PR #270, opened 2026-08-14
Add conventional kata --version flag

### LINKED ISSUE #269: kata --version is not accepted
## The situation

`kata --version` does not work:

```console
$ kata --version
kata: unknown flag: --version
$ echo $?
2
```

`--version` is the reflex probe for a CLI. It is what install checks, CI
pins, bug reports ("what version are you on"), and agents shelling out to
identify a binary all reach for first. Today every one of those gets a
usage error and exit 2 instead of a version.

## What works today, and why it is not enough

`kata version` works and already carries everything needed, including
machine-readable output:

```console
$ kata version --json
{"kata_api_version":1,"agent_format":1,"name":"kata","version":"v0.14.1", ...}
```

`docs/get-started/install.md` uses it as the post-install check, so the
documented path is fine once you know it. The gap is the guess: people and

* * *

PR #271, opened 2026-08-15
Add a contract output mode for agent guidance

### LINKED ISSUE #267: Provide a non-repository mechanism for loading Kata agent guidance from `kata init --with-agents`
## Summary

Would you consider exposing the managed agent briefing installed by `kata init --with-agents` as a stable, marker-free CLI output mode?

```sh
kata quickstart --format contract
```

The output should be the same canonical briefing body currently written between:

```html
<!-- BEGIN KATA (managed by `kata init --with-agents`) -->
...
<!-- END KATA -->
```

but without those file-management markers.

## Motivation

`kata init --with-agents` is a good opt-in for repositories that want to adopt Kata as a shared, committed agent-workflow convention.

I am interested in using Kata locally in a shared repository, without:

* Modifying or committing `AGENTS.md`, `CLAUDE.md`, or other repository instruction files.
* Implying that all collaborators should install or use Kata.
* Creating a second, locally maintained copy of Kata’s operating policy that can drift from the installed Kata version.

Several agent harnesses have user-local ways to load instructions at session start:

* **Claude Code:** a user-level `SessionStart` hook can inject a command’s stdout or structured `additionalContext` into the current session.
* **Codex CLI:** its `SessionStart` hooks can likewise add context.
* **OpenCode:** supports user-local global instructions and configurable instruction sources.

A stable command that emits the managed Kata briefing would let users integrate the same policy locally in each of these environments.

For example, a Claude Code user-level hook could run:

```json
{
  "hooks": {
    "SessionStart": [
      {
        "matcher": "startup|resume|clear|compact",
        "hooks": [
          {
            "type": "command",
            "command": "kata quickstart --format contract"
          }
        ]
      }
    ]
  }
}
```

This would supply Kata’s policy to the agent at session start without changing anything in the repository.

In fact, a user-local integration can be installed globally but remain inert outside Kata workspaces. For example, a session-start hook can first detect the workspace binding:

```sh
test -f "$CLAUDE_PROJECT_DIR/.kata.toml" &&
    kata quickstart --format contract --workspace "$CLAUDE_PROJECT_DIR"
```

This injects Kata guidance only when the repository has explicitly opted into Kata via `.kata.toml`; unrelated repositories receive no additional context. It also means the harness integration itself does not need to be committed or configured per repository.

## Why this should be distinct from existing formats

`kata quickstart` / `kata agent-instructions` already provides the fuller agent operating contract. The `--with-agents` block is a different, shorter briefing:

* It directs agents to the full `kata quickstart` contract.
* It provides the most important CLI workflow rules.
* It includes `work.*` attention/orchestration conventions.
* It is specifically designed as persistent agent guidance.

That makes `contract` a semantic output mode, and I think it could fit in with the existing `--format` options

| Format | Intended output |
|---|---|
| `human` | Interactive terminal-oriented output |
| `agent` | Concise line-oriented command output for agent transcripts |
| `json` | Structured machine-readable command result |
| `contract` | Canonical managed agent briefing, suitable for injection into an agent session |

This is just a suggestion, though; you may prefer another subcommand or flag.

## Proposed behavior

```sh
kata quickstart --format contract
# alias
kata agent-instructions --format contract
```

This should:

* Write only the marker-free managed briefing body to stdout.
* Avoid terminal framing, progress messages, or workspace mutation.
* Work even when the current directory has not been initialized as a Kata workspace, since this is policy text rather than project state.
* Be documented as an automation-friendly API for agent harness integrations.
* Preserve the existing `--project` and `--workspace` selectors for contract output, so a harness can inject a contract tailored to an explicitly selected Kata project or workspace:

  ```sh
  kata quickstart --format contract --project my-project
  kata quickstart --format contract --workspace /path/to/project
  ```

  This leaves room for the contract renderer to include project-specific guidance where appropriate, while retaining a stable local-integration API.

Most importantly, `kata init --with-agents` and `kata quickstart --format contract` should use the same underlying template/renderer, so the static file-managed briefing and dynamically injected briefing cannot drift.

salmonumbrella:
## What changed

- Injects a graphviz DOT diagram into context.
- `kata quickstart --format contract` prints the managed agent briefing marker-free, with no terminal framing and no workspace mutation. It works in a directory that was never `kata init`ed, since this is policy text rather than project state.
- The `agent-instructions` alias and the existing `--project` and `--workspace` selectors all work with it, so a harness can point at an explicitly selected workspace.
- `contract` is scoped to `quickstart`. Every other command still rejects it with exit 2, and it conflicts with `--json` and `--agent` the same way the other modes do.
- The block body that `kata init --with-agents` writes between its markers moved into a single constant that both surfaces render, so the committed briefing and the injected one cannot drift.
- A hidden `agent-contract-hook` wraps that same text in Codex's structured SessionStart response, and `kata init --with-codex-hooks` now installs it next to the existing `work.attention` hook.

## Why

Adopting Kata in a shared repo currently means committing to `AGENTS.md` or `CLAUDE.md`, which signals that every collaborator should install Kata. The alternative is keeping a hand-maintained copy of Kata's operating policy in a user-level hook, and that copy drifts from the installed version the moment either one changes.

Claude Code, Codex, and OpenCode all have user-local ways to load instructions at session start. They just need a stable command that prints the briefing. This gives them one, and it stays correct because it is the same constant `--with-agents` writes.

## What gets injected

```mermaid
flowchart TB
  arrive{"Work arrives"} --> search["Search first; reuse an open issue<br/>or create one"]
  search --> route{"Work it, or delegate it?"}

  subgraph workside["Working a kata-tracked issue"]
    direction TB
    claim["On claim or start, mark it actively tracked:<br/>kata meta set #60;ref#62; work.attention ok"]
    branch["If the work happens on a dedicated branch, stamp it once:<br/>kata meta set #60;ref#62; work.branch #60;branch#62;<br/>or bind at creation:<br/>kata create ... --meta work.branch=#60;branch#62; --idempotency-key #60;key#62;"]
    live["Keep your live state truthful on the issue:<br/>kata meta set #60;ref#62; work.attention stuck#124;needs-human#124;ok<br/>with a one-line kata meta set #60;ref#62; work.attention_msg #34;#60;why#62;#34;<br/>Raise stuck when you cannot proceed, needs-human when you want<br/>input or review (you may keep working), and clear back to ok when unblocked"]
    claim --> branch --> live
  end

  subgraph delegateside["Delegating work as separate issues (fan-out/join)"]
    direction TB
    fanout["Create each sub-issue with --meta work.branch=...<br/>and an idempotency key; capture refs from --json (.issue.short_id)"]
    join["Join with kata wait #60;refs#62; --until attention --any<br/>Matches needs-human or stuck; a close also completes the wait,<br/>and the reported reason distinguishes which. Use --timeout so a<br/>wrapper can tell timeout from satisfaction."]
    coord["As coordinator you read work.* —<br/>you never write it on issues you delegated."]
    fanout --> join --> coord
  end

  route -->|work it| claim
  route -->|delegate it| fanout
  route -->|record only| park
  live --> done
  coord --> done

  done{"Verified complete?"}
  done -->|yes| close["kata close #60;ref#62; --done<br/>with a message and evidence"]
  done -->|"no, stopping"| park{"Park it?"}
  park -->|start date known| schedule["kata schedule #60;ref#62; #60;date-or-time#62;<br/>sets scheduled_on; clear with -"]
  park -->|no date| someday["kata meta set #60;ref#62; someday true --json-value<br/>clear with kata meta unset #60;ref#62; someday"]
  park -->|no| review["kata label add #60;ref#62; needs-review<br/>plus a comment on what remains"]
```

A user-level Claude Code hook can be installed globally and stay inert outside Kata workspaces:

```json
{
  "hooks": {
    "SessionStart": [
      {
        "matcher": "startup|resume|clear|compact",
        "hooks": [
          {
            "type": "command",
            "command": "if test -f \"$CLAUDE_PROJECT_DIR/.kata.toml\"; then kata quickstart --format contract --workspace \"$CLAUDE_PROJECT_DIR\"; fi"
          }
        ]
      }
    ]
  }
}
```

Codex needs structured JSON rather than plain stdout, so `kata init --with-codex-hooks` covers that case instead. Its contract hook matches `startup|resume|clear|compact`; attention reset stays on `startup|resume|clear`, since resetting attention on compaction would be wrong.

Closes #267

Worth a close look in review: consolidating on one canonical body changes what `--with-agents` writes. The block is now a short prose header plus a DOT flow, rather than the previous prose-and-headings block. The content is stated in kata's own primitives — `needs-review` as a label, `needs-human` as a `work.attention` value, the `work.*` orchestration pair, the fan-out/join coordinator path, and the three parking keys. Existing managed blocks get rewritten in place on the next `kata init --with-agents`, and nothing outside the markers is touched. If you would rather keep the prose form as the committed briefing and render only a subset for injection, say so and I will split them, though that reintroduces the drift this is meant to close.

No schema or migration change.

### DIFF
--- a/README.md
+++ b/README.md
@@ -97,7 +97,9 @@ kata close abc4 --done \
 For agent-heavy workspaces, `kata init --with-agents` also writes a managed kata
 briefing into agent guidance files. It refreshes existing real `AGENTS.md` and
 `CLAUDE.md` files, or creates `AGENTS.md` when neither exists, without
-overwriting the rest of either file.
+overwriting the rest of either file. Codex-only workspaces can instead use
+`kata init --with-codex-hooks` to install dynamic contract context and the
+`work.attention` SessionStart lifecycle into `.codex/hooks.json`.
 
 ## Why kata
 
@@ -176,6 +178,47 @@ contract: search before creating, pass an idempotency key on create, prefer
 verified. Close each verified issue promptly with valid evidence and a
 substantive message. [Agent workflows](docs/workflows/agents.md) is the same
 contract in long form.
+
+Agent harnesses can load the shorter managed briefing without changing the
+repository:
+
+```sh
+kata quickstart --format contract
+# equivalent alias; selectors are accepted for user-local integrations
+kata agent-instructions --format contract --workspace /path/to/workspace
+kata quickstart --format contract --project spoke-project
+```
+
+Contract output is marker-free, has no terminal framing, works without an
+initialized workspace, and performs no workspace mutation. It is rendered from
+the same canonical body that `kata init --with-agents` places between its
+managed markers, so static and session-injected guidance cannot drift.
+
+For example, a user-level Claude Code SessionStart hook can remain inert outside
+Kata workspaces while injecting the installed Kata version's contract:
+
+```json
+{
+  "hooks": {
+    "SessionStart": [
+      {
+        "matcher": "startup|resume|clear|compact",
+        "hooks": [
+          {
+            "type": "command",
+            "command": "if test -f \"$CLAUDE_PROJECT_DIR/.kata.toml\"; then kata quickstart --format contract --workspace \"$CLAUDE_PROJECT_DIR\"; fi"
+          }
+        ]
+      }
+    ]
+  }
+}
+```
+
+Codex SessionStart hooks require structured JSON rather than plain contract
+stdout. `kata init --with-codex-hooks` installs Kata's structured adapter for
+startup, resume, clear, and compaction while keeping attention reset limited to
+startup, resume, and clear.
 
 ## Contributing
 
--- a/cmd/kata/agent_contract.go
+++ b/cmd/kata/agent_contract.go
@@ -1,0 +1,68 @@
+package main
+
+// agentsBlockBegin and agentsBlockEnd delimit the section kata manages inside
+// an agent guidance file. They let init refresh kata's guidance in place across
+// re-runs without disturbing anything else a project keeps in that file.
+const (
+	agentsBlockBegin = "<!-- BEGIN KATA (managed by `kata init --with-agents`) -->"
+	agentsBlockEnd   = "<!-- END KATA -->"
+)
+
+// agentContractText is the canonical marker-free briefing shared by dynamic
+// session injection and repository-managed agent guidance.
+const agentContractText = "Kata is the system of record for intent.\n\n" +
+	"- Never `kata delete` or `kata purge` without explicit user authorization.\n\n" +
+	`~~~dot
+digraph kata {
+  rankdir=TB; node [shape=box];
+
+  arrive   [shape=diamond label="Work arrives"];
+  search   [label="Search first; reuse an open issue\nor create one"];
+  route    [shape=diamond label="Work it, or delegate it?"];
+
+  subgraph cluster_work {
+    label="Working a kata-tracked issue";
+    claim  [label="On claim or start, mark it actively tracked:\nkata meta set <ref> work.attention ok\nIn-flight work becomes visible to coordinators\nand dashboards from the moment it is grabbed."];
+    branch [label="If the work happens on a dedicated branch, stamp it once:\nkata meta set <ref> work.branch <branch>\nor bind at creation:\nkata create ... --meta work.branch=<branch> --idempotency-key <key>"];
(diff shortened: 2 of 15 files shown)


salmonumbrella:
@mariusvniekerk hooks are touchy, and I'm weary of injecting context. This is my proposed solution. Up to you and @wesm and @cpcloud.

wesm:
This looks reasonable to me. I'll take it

_EXERCISE INSTRUCTIONS_
What you return should be exactly the lines above, starting at the one with "PR #270, opened 2026-08-14" and ending at the one with "pins, bug reports", and nothing else.

_REPLY TO THE EXERCISE_
PR #270, opened 2026-08-14
Add conventional kata --version flag

### LINKED ISSUE #269: kata --version is not accepted
## The situation

`kata --version` does not work:

```console
$ kata --version
kata: unknown flag: --version
$ echo $?
2
```

`--version` is the reflex probe for a CLI. It is what install checks, CI
pins, bug reports ("what version are you on"), and agents shelling out to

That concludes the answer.